Gene mutations that could triple the risk of bowel cancer have been found, reported The Guardian. There are “two genetic variants that could triple a person's lifetime risk of...
Gene mutations that could triple the risk of bowel cancer have been found, reported The Guardian. There are “two genetic variants that could triple a person's lifetime risk of developing bowel cancer” and up to a third of cancers that develop could be associated with the newly identified variants, the newspaper explained.
Prof Ian Tomlinson, who led the work at Cancer Research UK's London research institute pointed out in the newspaper that "the lifetime risk [of bowel cancer] is about 5% in the UK so it's going up to 7% or so if you've got both bad copies of a variant."
This study has identified variants that are associated with an increased risk of developing bowel cancer. However, the actual risk of developing bowel cancer is low in most people, with the possibility that several genes, as well as environmental factors play a role in its development. The cost of testing and the rarity of the variants identified by this study may limit the usefulness of genetic screening in the near future.
Where did the story come from?
Dr Emma Jaeger and 33 colleagues from a variety of Genetics and Cancer institutions across the UK contributed equally to this work, which was principally funded by Cancer Research UK. The study was published as a brief communication online in the peer-reviewed scientific journal: Nature Genetics.
What kind of scientific study was this?
This study included two main parts, a family genetic study, and a genome-wide association study, both of which are specific types of case-control studies. In a previous study, the authors located a region on chromosome 15 – CRAC1 – associated with a condition called hereditary mixed polyposis syndrome (HMPS). This is a condition which significantly increases the risk of bowel cancer risk in a group of Jewish people of Ashkenazi descent. This genetic location, called a locus, was found to lie in a long stretch of DNA and was identified by looking at five Ashkenazi Jewish families with HMPS; the presence of this gene was shown to increase bowel cancer risk.
In this new study, the researchers identified and analysed the genes from nine more Ashkenazi individuals, eight who suffered from HMPS and one who was unaffected, in an attempt to narrow down the CRAC1 disease locus to a more specific area of chromosome 15. The researchers managed to define a shorter length of the chromosome that contained three genes known to be related to colon cancer, but they did not identify any mutations that were unique to the individuals affected by HMPS.
In the second part of the study, the researchers suggested that the particular area of the chromosome they identified could contain variants that might increase the risk of bowel cancer in ethnic groups other than Ashkenazi Jews. The researchers analysed 145 variations in the DNA, called single nucleotide polymorphisms (SNPs), all of which lie within this area of chromosome 15. The DNA sequence of 718 cases (people with colorectal cancer, and a family history of the condition, or an early onset) was then compared with the DNA to 960 matched unaffected controls and the researchers looked for specific variations that might be linked to HMPS and increasing colorectal cancer risk. Several SNP variations in the region showed an association with colorectal cancer, but the researchers were unable to demonstrate a significant association after they made adjustments for the large number of comparisons they carried out.
In the third part of the study, the researchers took the two SNPs which showed the greatest association with colorectal cancer risk in the second part of the study (rs4779584, and rs10318), and looked for these SNPs in a larger set of 7,961 colorectal cancer cases and 6,803 controls.

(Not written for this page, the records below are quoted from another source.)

PR #975, opened 2026-07-25
fix: optimize ESM-only shared singletons in dev (avoid raw CommonJS)

### LINKED ISSUE #974: [Bug]: ESM-only shared singletons served as raw CommonJS in dev — canResolveSharedSubpath rejects exports-map packages (follow-up to #913)
### Describe the bug

Follow-up to #913 / #914. A shared **singleton that is an ESM-only package** (an `exports` map with no CommonJS `require` condition) is excluded from Vite's dev dependency optimization and served to the browser as **raw CommonJS**. Its transitive CJS dependencies then fail to evaluate as ESM, the shared scope never populates, `initHost()` rejects, and the app blanks in dev. The production build works.

#914 fixed the `react` case by dropping the singleton bypass. In the current code (1.19.1) the bypass decision is:

```js
const shouldBypassOptimizeDep = isLitShare(key) || !canResolveSharedSubpath(key, root);
```

and `canResolveSharedSubpath` resolves the entry with Node's **CJS** `require.resolve`:

```js
function canResolveSharedSubpath(subpath, projectRoot) {
  try {
    return isViteOptimizableEntry(
      createRequire(pathToFileURL(path.join(projectRoot, "package.json"))).resolve(subpath)
    );
  } catch {
    return false;
  }
}
```

For an ESM-only package (its `package.json` `exports` declares only `import`/`types`, no `require`), `require.resolve` throws `ERR_PACKAGE_PATH_NOT_EXPORTED`, so `canResolveSharedSubpath` returns `false` → the package is pushed to `optimizeDeps.exclude`. Its generated dev prebuild module then imports the raw package source, and its transitive CommonJS deps (e.g. `react-aria` / `react-stately` → `use-sync-external-store`) are served raw. Startup fails with, e.g.:

> SyntaxError: The requested module `…/use-sync-external-store/shim/index.js` does not provide an export named 'useSyncExternalStore'

Vite's own resolver handles the `exports` map fine — only the plugin's CJS `require.resolve` gate rejects it. `react` / `react-dom` (which do declare a `require` condition) are unaffected; only ESM-only shared singletons hit this.

### Reproduction

1. `federation({ shared: { '<esm-only-ui-pkg>': { singleton: true } } })`, where `<esm-only-ui-pkg>` has an `exports` map with **no `require` condition** and pulls a CJS transitive dependency with named exports (e.g. anything depending on `use-sync-external-store`).
2. Run in Vite dev (`vite --force`).

The app blanks. `globalThis.__mf_module_cache__.share` stays empty and `initHost()` rejects on the raw CJS import. Confirmed the excluded package's prebuild imports `/node_modules/<pkg>/…` (raw) instead of `/node_modules/.vite/deps/<pkg>.js` (the interop wrapper).

**Workaround:** add the package to the host's `optimizeDeps.include` (mirrors #913's `optimizeDeps.include: ['react']` workaround).

### Proposed fix

Treat `ERR_PACKAGE_PATH_NOT_EXPORTED` (package resolvable, just not via CJS) as optimizable, so Vite's own resolver takes over:

```diff
 function canResolveSharedSubpath(subpath, projectRoot) {
   try {
     return isViteOptimizableEntry(
       createRequire(pathToFileURL(path.join(projectRoot, "package.json"))).resolve(subpath)
     );
-  } catch {
+  } catch (error) {
+    // ESM-only packages (an "exports" map with no CommonJS "require" condition) throw
+    // ERR_PACKAGE_PATH_NOT_EXPORTED under require.resolve even though Vite can resolve
+    // them. Excluding them serves their raw CJS sub-dependencies in dev. Treat as
+    // optimizable so Vite pre-bundles them (and their transitive CJS deps) with interop.
+    if (error && error.code === 'ERR_PACKAGE_PATH_NOT_EXPORTED') return true;
     return false;
   }
 }
```

Verified against this exact scenario: with the change the shared scope populates and both the host app and a federated remote render in dev, with **no** `optimizeDeps.include` workaround. Happy to open a PR (with a dev integration test alongside the #914 one) if useful.

### Versions

| | |
| --- | --- |
| `@module-federation/vite` | 1.19.1 (latest) |
| `@module-federation/runtime` | 2.8.0 |
| `vite` | 6.4.x |
| `react` / `react-dom` | 19.x |
| package manager | bun (isolated `node_modules`) |

Note: bun's isolated layout leaves the ESM-only package's transitive CJS deps non-hoisted, which is why they surface as raw un-optimized modules rather than being incidentally pre-bundled.

cosmonova:
## What

Fixes #974.

`canResolveSharedSubpath()` decides whether a shared dependency stays in Vite's dev dependency optimization. It resolves the entry with Node's **CJS** `require.resolve()`:

```ts
return isViteOptimizableEntry(createRequire(...).resolve(subpath));
```

For an **ESM-only package** — one whose `package.json` `exports` map declares only an `import` condition (no `require`/`default`) — `require.resolve()` throws `ERR_PACKAGE_PATH_NOT_EXPORTED`, so the current `catch { return false }` reports it as unresolvable. The shared singleton is then pushed to `optimizeDeps.exclude` and served as **raw CommonJS**, and its transitive CommonJS dependencies (e.g. `react-aria`/`react-stately` → `use-sync-external-store`) are served raw too. In dev the shared scope never populates, `initHost()` rejects, and the app blanks. The production build is unaffected. Vite's own resolver handles these packages fine — only this CJS gate rejects them.

This is the ESM-only variant of the same class as #913 / #914 (which handled `react`).

## Fix

Treat a package **main entry** that throws `ERR_PACKAGE_PATH_NOT_EXPORTED` as optimizable, so Vite pre-bundles it (and its transitive CJS deps) with interop.

The scope matters: the same error code is thrown both for an ESM-only package that *does* exist and for a **subpath that isn't exported at all** (e.g. `react/compiler-runtime` on React versions that predate it), which genuinely can't be optimized and must stay excluded. Node's stable `import.meta.resolve` can't resolve from an arbitrary project root, so the fix is scoped to **bare specifiers** — a package's main entry — leaving missing subpaths conservatively excluded (preserving the existing `does not register react/compiler-runtime …` behavior).

## Test

`src/__tests__/index.test.ts`: a config-level test that creates a temp ESM-only package (`exports: { ".": { "import": "./index.js" } }`, so CJS `require.resolve` throws `ERR_PACKAGE_PATH_NOT_EXPORTED`) and asserts it lands in `optimizeDeps.include`, not `exclude`. The full file passes (82/82), including the existing `react/compiler-runtime` exclusion test.

Verified end-to-end against a real host + federated remote using `@module-federation/vite@1.19.1`, React 19, and an ESM-only design-system singleton under bun's isolated `node_modules`: with the change the shared scope populates and both the host and the remote render in dev, with no `optimizeDeps.include` workaround.

### DIFF
--- a/src/__tests__/index.test.ts
+++ b/src/__tests__/index.test.ts
@@ -1,3 +1,5 @@
+import { mkdirSync, mkdtempSync, rmSync, writeFileSync } from 'node:fs';
+import { tmpdir } from 'node:os';
 import path from 'node:path';
 import type {
   ConfigEnv,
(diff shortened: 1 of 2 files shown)


dmchoi77:
One concern: limiting this fallback to bare specifiers protects missing subpaths, but `ERR_PACKAGE_PATH_NOT_EXPORTED` still does not guarantee that the package main is optimizable.

A package with no `"."` export, or an import-only `"."` entry pointing to `.tsx`, would also return `true` here. Could we resolve the exact `"."` import target and apply `isViteOptimizableEntry()` before including it?
Negative tests for these two cases would help.

gioboa (changes requested):
Thanks @cosmonova 
@dmchoi77 ’s concern is valid.

gioboa (approved):
Thanks @cosmonova 👏

gioboa:

image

What were the results of the study?
By pooling the data from all the cases and controls they studied, the researchers estimate that the variant on chromosome 15 (15q13.3 – rs4779584) is present in about 15% of colorectal cancers. Although they acknowledge that this locus may only account for about 1.5% of the excess risk seen in families with the disease, it could potentially be “an important contributor to the overall risk”.

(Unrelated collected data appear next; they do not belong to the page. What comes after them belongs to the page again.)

PR #977, opened 2026-07-26
feat: add `hostInitEntry` for explicit entrypoint ID configuration

### LINKED ISSUE #976: [Bug]: Incompatible with React Router v7+ framework mode (react router Vite plugin)
### Describe the bug

This vite plugin treats all Vite inputs as entrypoints to wrap with runtime code. This causes:
- Multiple instances of the runtime
- Various non-entrypoint bundle requests to be performed with the query string request guard which interferes with handling of the requests during development, such as server modules code isolation (loaders, etc) being requested from the client, failing the server module isolation check.

Image

Only the first request in the above screenshot is the client entrypoint for a React Router application. The rest are route or code-split bundles, which should not be wrapped.

### Version

v8.1.3

### Reproduction

https://github.com/WoodyWoodsta/react-router-mod-fed-entrypoint-repro-custom-server

### Relevant log output

```shell

```

### Validations

WoodyWoodsta:
Fixes #976.

This allows developers to specify the client entrypoint file (in react router, this is entry.client.tsx).

### DIFF
--- a/README.md
+++ b/README.md
@@ -167,11 +167,6 @@ export default defineConfig({
       // initHost() completes before hydrateRoot and @module-federation/bridge-react
       // remotes render on first paint.
       hostInitInjectLocation: "html", // or "entry"
-      // When `hostInitInjectLocation` is "entry", optionally wrap exactly this
-      // client module instead of discovering one from Vite inputs. Useful for
-      // frameworks such as React Router that expose route modules as additional
-      // Vite inputs.
-      // hostInitEntry: "./src/entry.client.tsx",
       // Controls whether all CSS assets from the bundle should be added to every exposed module.
       // When false (default), the plugin will not process any CSS assets.
       // When true, all CSS assets are bundled into every exposed module.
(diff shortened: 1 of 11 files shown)


gioboa (commented):
Thanks @WoodyWoodsta 
I’d prefer not to change the public API for a single scenario. If you agree, we can handle it internally this way instead.
Let me know if it's working for you.

gioboa (commented):

Image

WoodyWoodsta:
No worries @gioboa. I can understand not wanting to change the public API, and I noticed that the plugin special-cases some other frameworks internally.

I was hoping that the public configuration meant that any framework or custom application with a single client entrypoint but multiple Vite inputs would benefit from being able to configure that without a change made to the plugin. So I don't fully agree with the proposed approach.

Equally, it's up to you, so happy to go ahead if it means getting React Router framework mode working.

gioboa:
is this pre-release working for you @WoodyWoodsta  ?

WoodyWoodsta:
Have just checked out now, and it's working for me. Thank you!

gioboa (commented):
Thanks for your help @WoodyWoodsta 💪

The researchers also used the larger series to estimate that individuals carrying both the different SNPs at rs4779584 and at another uncommon colorectal cancer (CRC) locus on chromosome 8 (8q24.21 – rs6983267) have a two to three times increased risk of CRC.
What interpretations did the researchers draw from these results?
Prof Ian Tomlinson, who led the research, is reported as saying: "Increasing our understanding of genes like this may make it possible for scientists to eventually develop ways of stopping many people at increased risk of bowel cancer from developing the disease altogether."
What does the NHS Knowledge Service make of this study?
This initial report from a large study may have major implications for screening and treatment of bowel cancer, as the authors claim. However, the two-to-three fold increase in risk of colorectal cancer that the newspapers quote refers to the possible increase in risk if people carry the risk variant identified in this study, as well as another risk variant. This figure is only given as an estimate by the authors and the calculation supporting it has not been presented in the paper. Before this three-fold increase in risk is confirmed, further expert commentary on the full publication will be needed. Also, further research into any treatments proposed and any screening programmes will be needed before the hope offered by these researchers can be justified.
Sir Muir Gray adds...
Instead of talking about bowel cancer, we should probably talk about bowel cancers because it is now clear we are dealing with a number of different types of cancer, each of which will need its own particular prevention and treatment strategy.